The relationship between the k factor, the service level (fill rate) and inventory cost.

What the k factor is

The k factor is a multiplier of demand variability (σ_W) that determines how much safety stock to add above expected demand:

SS = k · σ_W

In the policies that use it — Proportional Variance, Historical Standard Error, Empirical Bootstrap — k is the "knob" that controls the trade-off between service level and inventory cost. The optimizer explores a k grid between 0.1 and 5.0 (k = 0 is discarded because it implies zero safety stock by design, without the model having evaluated whether that is optimal) and chooses the k that produces the lowest expected total cost.

The relationship between k and fill rate

Fill rate is defined as:

fill rate = 1 − (unserved units / total demand)

It is the fraction of demand that available inventory can satisfy. A 95% fill rate means that, on average, 5 out of every 100 demanded units cannot be served from stock.

The relationship between k and fill rate is monotonically increasing but non-linear: as k rises, fill rate increases more and more slowly (the marginal returns from more stock diminish), while holding cost rises approximately linearly.

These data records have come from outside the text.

PR #1634, opened 2024-06-13
test: use a JavaScript based config file format

arthurschreiber:
This replaces the previously used JSON based configuration file with a JavaScript based configuration file.

The new config format allows to represent configurations that wouldn't have been possible with the JSON format, like the [proposed token credential](https://github.com/tediousjs/tedious/pull/1624) support.

### DIFF
--- a/package.json
+++ b/package.json
@@ -41,7 +41,7 @@
     "tag": "next"
   },
   "dependencies": {
-    "@azure/identity": "^3.4.1",
+    "@azure/identity": "^4.2.1",
     "@azure/keyvault-keys": "^4.4.0",
     "@js-joda/core": "^5.6.1",
     "@types/node": ">=18",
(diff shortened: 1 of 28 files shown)


package.json
```diff
@@ -85,7 +85,7 @@
     "docs": "typedoc",
     "lint": "eslint src test --ext .js,.ts && tsc",
     "test": "mocha --forbid-only test/unit test/unit/token test/unit/tracking-buffer",
-    "test-integration": "mocha --forbid-only test/integration/",
+    "test-integration": "mocha test/integration/",
```
MichaelSun90, line 88: Hi @arthurschreiber , is this forbid-only removed by an accident or it will inference with the new configuration handle for integration test? Or just for easy debugging?

arthurschreiber: Ah, no, that's a mistake and needs to be reverted before this can be merged. Good catch!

This creates the central trade-off in inventory models:

  • High k → higher fill rate → more stock → higher tied-up capital cost (holding).
  • Low k → lower fill rate → less stock → higher stockout risk and higher shortage cost.

Fill rate as a result

An important design detail in AInventory: fill rate is a result of the optimization, not a target the planner enters. The optimizer does not solve "what k do I need to achieve a 95% fill rate?"; it solves "what k minimizes expected total cost given this holding-shortage trade-off?".

The resulting fill rate depends on the SKU's cost structure:

  • If shortage is very expensive relative to holding (for example, in critical SKUs where a stockout halts production), the optimizer naturally chooses a high k, producing high fill rates.
  • If holding is expensive relative to shortage (for example, in slow-moving SKUs with high storage costs), the optimizer chooses a lower k, accepting more stockout risk in exchange for less tied-up inventory.

This logic is that of the generalized newsvendor model: the optimal service level is determined by the cost ratio, not by a service target imposed from above.

How to interpret a high optimal k

If the optimizer consistently chooses a high k (near 5.0) for a SKU, this typically indicates one or more of the following:

  • The shortage cost is much higher than the holding cost (the stockout penalty parameter is elevated).
  • Demand is highly volatile (σ_W is large relative to μ_W), so uncertainty justifies a larger buffer.
  • The lead time is long, which widens window W and accumulates more uncertainty.

None of these conditions is necessarily a problem; they are characteristics of the SKU and its environment. What the optimal k enables is an explicit, quantified decision rather than a rule of thumb.

The exploration grid

The system explores k values from 0.1 to 5.0 (in steps of 0.5). For each value, expected total cost is computed over the Monte Carlo scenarios. The winning k is the minimum of the total cost vs k curve, described in the cost model.

Reference

Formal definitions of fill rate, safety stock, and ROP (reorder point) are in the bilingual glossary.